According to Table 3, it is evident that our proposed model outperformed the approaches used in the literature while using optimal number of features and computation time. Besides, our proposed approach proved itself quite efficient in providing accurate results while classifying the affected grape leaves.

One of the many limitations of our approach is that while performing the classification process on a rather higher number of images affected with grape leaf disease, the model failed to overcome the issue of over fitting during the training process. In order to overcome this critical issue, we recommend the reduction of the number of parameters that are redundant and not contributing in generating the results of classification thus improving he generalization performance of the model. Furthermore, a model with fewer parameters has a higher training speed and consumes fewer computing resources. It is pertinent to mention that the deep separable convolution consists of a depth-wise convolution in our proposed model of CNN, and a point-wise convolution that have fewer parameters than a standard convolution (Howard, 2017). It is worthy to note that in the deep separable convolution only a single kernel filters is used to each input channel thus resulting in a 1 × 1 convolutional operation. This single operation is then used by the point wise convolution at the output layer to constitute the outputs. This framework is quite handy in reducing the overall model size.

6. Conclusion

In this paper, the CNN (convolutional neural network) model is customized to make in use for recognizing and classifying the grape leaf is affected by deficiency of nutrients namely, Potassium, Magnesium, Nitrogen, and Phosphorous. Since the deficiency of each nutrient has somehow similar effects on the health and shape of the leaf, therefore there is a need for an automated system to detect these types of diseases with maximum accuracy. We also generated a novel dataset of grape leaves affected by these deficiencies in a controlled environment under the guidance of experts and grape crop specialists. On the other hand, we also compared the results with other state-of-the-art approaches in order to suggest the recommendations for the parameter tuning while performing parametric-based tasks. For this purpose, we generated two datasets: one containing the original images of the affected grape leaves, the second one contains the increased number of instances that are augmented through the classical approaches to avoid over-fitting and achieving higher accuracy. The usage of CNN model in grape leaf classification furnishes an opportunity to developers for designing an application for handheld devices for both the specialists and the farmers to analyze the grape fruit condition at initial stage to make them alert if any disease is going to affect the plant. The limitation of our work lies in the fact that there is a lack of standard data resources in the grape leaf affected with the diseases aforementioned to generate benchmark results.

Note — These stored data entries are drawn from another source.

PR #3229, opened 2021-03-17
[msal-node] Fix the device code cancellation

samuelkubai:
Use `Object.assign()` instead of object de-structuring to ensure the request object remains linked to the original request object. To allow for the cancellation flag.


samples/msal-node-samples/standalone-samples/device-code/index.js
```diff
@@ -18,6 +18,7 @@ const deviceCodeRequest = {
     deviceCodeCallback: (response) => (console.log(response.message)),
     scopes: ["user.read"],
     timeout: 20,
+    cancel: false,
```
sameerag, line 21: So how do we make cancel=true? What is the usage? When does an app know it should not poll anymore?

samuelkubai: Cancel is designed to be set `true` after executing this request, on this sample you can find that scenario [here](https://github.com/AzureAD/microsoft-authentication-library-for-js/blob/74f2dfce8804e25035cd3ba21d195530a3fba450/samples/msal-node-samples/standalone-samples/device-code/index.js#L30) where we set a timeout to set the `cancel` to `true` after a few seconds.

samuelkubai: The usage is when the request is made and we are polling, at any point after polling has begun the user of the library can program a cancel by changing the flag from `false` to `true`

jasonnutter:
Fix looks good, is it possible to add a test that demonstrates the bug and fix?

samuelkubai:
Thanks for pointing it out @jasonnutter, I'll work on adding a test for this fix.

samuelkubai:
@jasonnutter, I'm having a few issues adding the necessary e2e test and thus propose to merge this pull request to unblock the dependents while I work on adding the test scenario.

jasonnutter:
> @jasonnutter, I'm having a few issues adding the necessary e2e test and thus propose to merge this pull request to unblock the dependents while I work on adding the test scenario.

I see, no problem. Any unit tests you can add?

jasonnutter:
> > > @jasonnutter, I'm having a few issues adding the necessary e2e test and thus propose to merge this pull request to unblock the dependents while I work on adding the test scenario.
> > 
> > 
> > I see, no problem. Any unit tests you can add?
> 
> @jasonnutter I think this use case is best covered with a e2e test

Makes sense.

jasonnutter (approved):

sameerag (approved):
lgtm

ramya-rao-a:
Hello!
Do we know when this fix will be released?

cc @sadasant

sameerag:
@ramya-rao-a We plan to make a release this week, waiting on one more PR. Mostly in a day or two.

PR #3234, opened 2021-03-17
Properly handle expiration timestamps when returned as strings

jasonnutter:
There has been at least one customer report and repro of the B2C token endpoint returning all properties as strings, including timestamps. Example:

```json
{
  "access_token":"eyJ0e...",
  "id_token":"eyJ0eX...",
  "token_type":"Bearer",
  "not_before":"1615993049",
  "expires_in":"3600",
  "expires_on":"1615996649",
  "resource":"resource-id-guid",
  "refresh_token":"eyJraWQiOiJ...",
  "scope":"scope1 scope2"
}
```

The MSAL response handling code is not expecting this, and as a result, the calculated expiration timestamps are invalid. When these tokens expire, MSAL still things they are valid, which results in MSAL returning already expired tokens back to applications. This fix adds logic to parse these values to numbers if they are returned as strings.


lib/msal-common/test/client/AuthorizationCodeClient.spec.ts
```diff
@@ -583,6 +583,84 @@ describe("AuthorizationCodeClient unit tests", () => {
...
+                authenticationScheme: AuthenticationScheme.BEARER
+            };
+
+            const authenticationResult = await client.acquireToken(authCodeRequest, {
+                code: authCodeRequest.code,
+                nonce: idTokenClaims.nonce,
+                state: testState
+            });
+
+            expect(authenticationResult.expiresOn?.toString()).to.not.equal("Invalid Date");
```
jasonnutter, line 662: Should add assertion for extExpiresOn as well

jasonnutter:
FYI @nickgmicrosoft I will file an issue with the B2C on this issue shortly.

pkanher617 (approved):

pkanher617 (approved):

jasonnutter:
Update: this issue was due to teh customer not properly setting the `SendTokenResponseBodyWithJsonNumbers` property in their custom policy, but we'll keep PR open just in case other customers run into a similar problem.

tnorling (approved):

It is concluded from the literature that most of the authors recommend the use of deep CNNs while performing image related classification and recognition tasks. There exist some inherent issues that are still remained unanswered like how to determine the number of levels and the hidden neurons that capable enough to extract the features in each layer. Similarly, a dataset is required that has multiple complex feature to check the reliability and efficacy of the deep network models. In addition, extracting the true set of the optimal features and parameters to achieve the error-free results is one of the major critical research issues. The reliability of the proposed classifier lie in the fact that it should be assessed through some other variants of the deep models like two-dimensional Long Short-Term memory (BLSTM) or bidirectional LSTM. The Reinforcement Learning (RL) is one of the new areas of machine learning that makes the system to perform the required actions by learning from the environment to maximize the efficiency of the system where human approach is quite impossible. [4, 68, 10, 12, 13]

Data Availability

The data used to support the findings of this study are available from the corresponding author upon request.

Conflicts of Interest

The authors declare that they have no conflicts of interest.

Acknowledgments

No funding was available for this study.